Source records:
○ ○ ○
PR #2144, opened 2024-09-14
docs: add a note on padding.height

tokyo4j:
Currently, unlike `padding.width`, `padding.height` is not applied for the button images in PNG/XBM format, or builtin hover effects. I personally don't like this inconsistency, but I have no idea how to fix this without breaking compatibility. At least we should document this behavior to avoid confusion, which I'm doing in this PR.

CC @johanmalm @jp7677

### DIFF
--- a/docs/labwc-theme.5.scd
+++ b/docs/labwc-theme.5.scd
@@ -57,8 +57,9 @@ labwc-config(5).
 
 *padding.height*
 	Vertical padding size, in pixels, used for spacing out elements
-	in the window decorations.
-	Default is 3.
+	in the window decorations. Unlike *padding.width*, this padding is
+	not applied for window buttons in PNG/XBM format, or the builtin
+	hover effects. Default is 3.
 
 *titlebar.height*
 	Window title bar height.


jp7677:
My 2cents: if we do this correctly for svg buttons, I would consider it a "fix" to also honor `padding.height` for png/xbm buttons.  I realize that this might break capability, but may be that is acceptable in this case? May be postpone such a change until labwc 0.9?. The circle hover effect is easily adjustable (`radius = MIN(height, width)` when height and width are set) and it would makes sense to add this restriction. I don't know what to do with the rectangle hover effect though, I could imagine that it would look weird when the height is truncated, also considering the rounded corner effect.

johanmalm:
I think we should:
- Implement `window.button.height`
- Make the buttons (i.e. the rectangle represented by `window.button.width` x `window.button.height` respect `padding.height`.
- Change the default shape to `circle` (which already nicely stays within the `window.button.{width,height}` rectangle. We ought to check with point with @Consolatis to make sure there are no strong feelings about this.
- Change the shape=rectangle version (current default) to respect `window.button.{width,height}` and possibly issue warning in the documentation (and possibly in `rcxml.c` too - if `padding.height != 0`.

I'm not sure if you described a difference between xbm/png/svg in OP or if you just inadvertently left svg out in the sentence. If you described a differences in behaviour, we ought to fix it. It was probably an oversight when I first implemented.

I normally try to guard carefully against regressions/changes, but we have to accept that life isn't perfect and with things like this, I think it's much better to get the code correct and consistent rather than building on an originally ill though through implementation.

jp7677:
> Change the default shape to circle (which already nicely stays within the window.button.{width,height} rectangle.

Here is an even more radical thought: drop the rectangle hover altogether. We could clean up some code, remove the newly introduced `shape` theme option again and this would also definitively solve the awkward rounded corner hover effect.

johanmalm:
> Here is an even more radical thought: drop the rectangle hover altogether. We could clean up some code, remove the newly introduced `shape` theme option again and this would also definitively solve the awkward rounded corner hover effect.

Oh that is radical! 😄 

Well, I think there is a community of people for whom consistency with openbox themes is important and keeping the rectangular shape is essential for that.

Personally I don't mind getting rid of the hover with rounded corner (which brings some code complexity)... but I think some people use it and it took quite a while to get it to work consistently. Getting Consolatis's view would be a good first step with that.

tokyo4j:
> - Implement window.button.height
> - Make the buttons (i.e. the rectangle represented by window.button.width x window.button.height respect padding.height.

I suggest we just set `window.button.height` to `titlebar.height - 2*padding.height` (which is the same as the title font extent) and allow arbitrary button heights regardless of `padding.height`, rather than always respecting `padding.height`. This allows users to set the padding of the title text and that of the buttons separately (ref: [topic from arch forum](https://bbs.archlinux.org/viewtopic.php?id=215551)).

Another random idea for my window icon PR is supporting `window.button.{max,iconify,...}.height` to set padding around window icon differently from other buttons.

> - Change the default shape to circle (which already nicely stays within the window.button.{width,height} rectangle. We ought to check with point with @Consolatis to make sure there are no strong feelings about this.
> - Change the shape=rectangle version (current default) to respect window.button.{width,height} and possibly issue warning in the documentation (and possibly in rcxml.c too - if padding.height != 0.

Although I prefer the current hover effect, I agree that changing the default behavior will make the logic simpler and intuitive. We'll need to explain to users the way to bring back the old behavior though.

> I'm not sure if you described a difference between xbm/png/svg in OP or if you just inadvertently left svg out in the sentence. If you described a differences in behavior, we ought to fix it. It was probably an oversight when I first implemented.

Currently, we always draw the svg image on the buffer with fixed size of `titlebar.height - 2*padding.height` while we use the size of the image itself for other formats (PNG and XBM).

https://github.com/labwc/labwc/blob/21e92632a656a2b3e9584b4d2e64bdf912fed522/src/theme.c#L386-L390

So I think we can fix this by using `<svg width="" height="">` attributes in the SVG file as the buffer size if they exist and they're not so big. I agree that this behavior is unwanted and we should fix it.

I'll close this PR in favor of the suggested ideas.

johanmalm:
> I suggest we just set `window.button.height` to `titlebar.height - 2*padding.height` (which is the same as the title font extent)

That feel too implicit to me... like set your icons size by picking a font and font-size. 

> and allow arbitrary button heights regardless of `padding.height`, rather than always respecting `padding.height`. This allows users to set the padding of the title text and that of the buttons separately.

My thoughts:

1. It feels too inconsistent to have padding.height/width apply to all objects within the titlebar except button-height.
2. I'm nervous about deriving `window.button.height` from other variables, partly because the icon aspect ratio is likely to important but also because icon "crispness" would be affected if scaled down. For example, imagine if a user creates a 24x24 icon, and we then calculate window.button.height to be 21.

I prefer to make the objects within the titlebar the primary objects. What I mean by that is that buttons and the title self have explicit dimensions (i.e. not derived from others) whereas the titlebar itself is a secondary object that adjusts its size depending on those primary ones.

So my proposed way forward (using 'height' to describe things)
- The button-allocated-space would be determined by `window.button.height` so that the user can be sure that icons are not scaled down and that aspect ratios are maintained.
- The `titlebar.height` would be 'derived` by taking the max of button-height & font-height, and then adding the padding (i.e. just add button-height to current calculation).
- If a user wants icons or icon-hover effects that go all the way to the titlebar edge, then set padding.height to 0.
- If the same user wants the titlebar to be taller than the font-height, just increase `window.button.height`.

> Another random idea for my window icon PR is supporting `window.button.{max,iconify,...}.height` to set padding around window icon differently from other buttons.

Yes, I think this is a good idea. The window-icon is likely to have different requirements in this regard (height/padding/hover-effect/etc). We already support setting colors for individual buttons, so feels consistent.

> Currently, we always draw the svg image on the buffer with fixed size of `titlebar.height - 2*padding.height` while we use the size of the image itself for other formats (PNG and XBM).

Thanks for spotting that. We need to get that sorted. At the back of my mind there is the case where svgs don't specify size (but can't remember if that's legal). To be investigated!

johanmalm:
@tokyo4j - for info... I've started working towards a PR for this.
https://github.com/johanmalm/labwc/tree/window-button-height

PR #2145, opened 2024-09-15
theme: round the hover effect along the window border

tokyo4j:
This enhances the mitigation in #2136 by using the buffer returned from `rounded_corner()` as a mask for the hover overlay buffer.

Please note that this is my first time writing code with cairo.

20240916_00h14m09s_grim


johanmalm:
Great idea to mask. Have tested. Works well.

PR #2146, opened 2024-09-15
action: open the client menu underneath the window menu button

jp7677:
It looks slightly awkward when the client menu shows up in the left corner of the view and the window menu button is configured to be on the right side.

Before:
Screenshot

After:
Screenshot

The appearance is unchanged when the menu button is the first one and when no padding is applied. 

My initial version placed the menu in the center underneath the button (like GTK4 does), but I think this version fits better considering how the menu looks.

### DIFF
--- a/src/action.c
+++ b/src/action.c
@@ -617,6 +617,38 @@ action_list_free(struct wl_list *action_list)
 	}
 }
 
+static int
+get_window_menu_button_offset(struct server *server, struct view *view)
+{
+	int padding_width = server->theme->padding_width;
+	int button_width = server->theme->window_button_width;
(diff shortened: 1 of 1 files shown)


src/action.c
```diff
@@ -617,6 +617,38 @@ action_list_free(struct wl_list *action_list)
 	}
 }
 
+static int
+get_window_menu_button_offset(struct server *server, struct view *view)
```
jp7677, line 621: Not sure if this is the right place. Alternatively it could also be part of `view` with the button type as argument. Something like `view_get_ssd_button_offset()`.

johanmalm:
Beautiful. Thanks.

PR #2149, opened 2024-09-16
action: try to find the button that triggered the window menu

jp7677:
This should make https://github.com/labwc/labwc/pull/2146 more robust against not so common configurations. It should also work with a future window icon (#2128 ). If both icon and menu button are present, it should fall back to the left corner.

cc @tokyo4j

### DIFF
--- a/src/action.c
+++ b/src/action.c
@@ -6,6 +6,7 @@
 #include <strings.h>
 #include <unistd.h>
 #include <wlr/util/log.h>
+#include <linux/input-event-codes.h>
 #include "action.h"
 #include "common/macros.h"
 #include "common/list.h"
@@ -24,6 +25,7 @@
 #include "view.h"
 #include "workspaces.h"
 #include "input/keyboard.h"
+#include "config/mousebind.h"
 
 enum action_arg_type {
 	LAB_ACTION_ARG_STR = 0,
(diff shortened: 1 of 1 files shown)


tokyo4j:
I was working on this in another approach ([link](https://github.com/labwc/labwc/compare/master...tokyo4j:labwc:refactor-action-ctx)) in which `cursor_context` is passed to `actions_run()`. In this way, we can reuse `cursor_context.node` to reference the button node and call `wlr_scene_node_coord()` to get the position of it.

Sorry for my miscommunication. I saw [your comment](https://github.com/labwc/labwc/pull/2128#issuecomment-2352077857) but didn't fully understand what you meant. I should've asked you how you were going to solve this.

jp7677:
> I was working on this in another approach ([link](https://github.com/labwc/labwc/compare/master...tokyo4j:labwc:refactor-action-ctx)) in which `cursor_context` is passed to `actions_run()`. In this way, we can reuse `cursor_context.node` to reference the button node and call `wlr_scene_node_coord()` to get the position of it. I prefer my approach as it's more straightforward, though I need to refine it more as it touches more parts of the codebase.
> 
> Sorry for my miscommunication. I saw [your comment](https://github.com/labwc/labwc/pull/2128#issuecomment-2352077857) but didn't fully understand what you meant. I should've asked you how you were going to solve this.

No worries, I'm completely happy with closing this PR and going with your solution, which indeed does look cleaner and much easier to read.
○ ○ ○
- GOAL OF THE EXERCISE -
Return only the number of lines in the entries that contain the string "random".

- TASK ANSWER -
2